> [Instructions to follow]
Tally the lines below that include the string "bastion". Reply with the total only.

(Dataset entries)
________________

PR #4416, opened 2024-04-03
[IA-4889] debug tunnel

jdcanas:


automation/src/test/resources/startTunnel.sh
```diff
@@ -7,8 +7,14 @@
...
 
+echo "starting tunnel bastion ${BASTION_NAME} with resource id ${RESOURCE_ID} in resource group ${RESOURCE_GROUP} on port ${PORT}"
+
+nohup az network bastion tunnel --name "$BASTION_NAME" --resource-group "$RESOURCE_GROUP" --target-resource-id "${RESOURCE_ID}" --resource-port 22 --port $PORT > /tmp/nohup.out &
+
+echo "displaying nohup output"
+cat /tmp/nohup.out
+echo "done displaying nohup output"
 
-nohup az network bastion tunnel --name "$BASTION_NAME" --resource-group "$RESOURCE_GROUP" --target-resource-id "${RESOURCE_ID}" --resource-port 22 --port $PORT > /dev/null 2>&1 &
```
jdcanas, line 11: before, 
- this reads 'send the stdout of this command into /dev/null' (the ` > /dev/null`), 
- then `2>&1` means 'also send stderr where you sent stdout'.
- the final `&` runs it as a background process (i.e. allowing the script to continue execution)

It should be readable now and also not scarf stderr

LizBaldo (approved):
Nice so no more noise at the beginning of our Azure logs now? 

Also could you link the JIRA ticket before merging?

PR #4429, opened 2024-04-09
RW-12258 bump sas and rstudio chart version

Qi77Qi:
We should probably update welder version for in `reference.conf` as well so that we have welder logs in cloud logging for GCE VMs properly as well. But we can't update it yet because Azure VM uses the same welder hash, and latest welder image isn't in ACR yet because of https://broadworkbench.atlassian.net/browse/IA-4899 (cc @LizBaldo )

__Jira ticket__: https://precisionmedicineinitiative.atlassian.net/browse/RW-12258

### What

-

### Why

-

### What to test

- 

### Who tested and where

- [ ] I validated this change 

### DIFF
--- a/http/src/main/resources/reference.conf
+++ b/http/src/main/resources/reference.conf
@@ -827,8 +827,8 @@ gke {
     # This is really just a prefix of the chart name. Full chart name for AOU app will be
     # this chartName in config file appended with allowedChartName from createAppRequest
     chartName = "/leonardo/"
-    rstudioChartVersion = "0.4.0"
-    sasChartVersion = "0.10.0"
+    rstudioChartVersion = "0.5.0"
+    sasChartVersion = "0.11.0"
 
     services = [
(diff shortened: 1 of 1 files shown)


yonghaoy (approved):

LizBaldo (commented):
You also need to update the dockerfile so the proper chart get's cached locally https://github.com/DataBiosphere/leonardo/blob/bfec50a1871d3542520799e0876fb8d97b7b7bac/Dockerfile#L35

LizBaldo:
Looks like the PR got merged, but the dockerfile is still pointing to the old chart version. Ping me if you need a quick 👍 in a follow up PR

Qi77Qi:
@LizBaldo yes! thought I pushed the commit...shouldn't try to multi task :) 
https://github.com/DataBiosphere/leonardo/pull/4430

________________

> [Exercise result]
3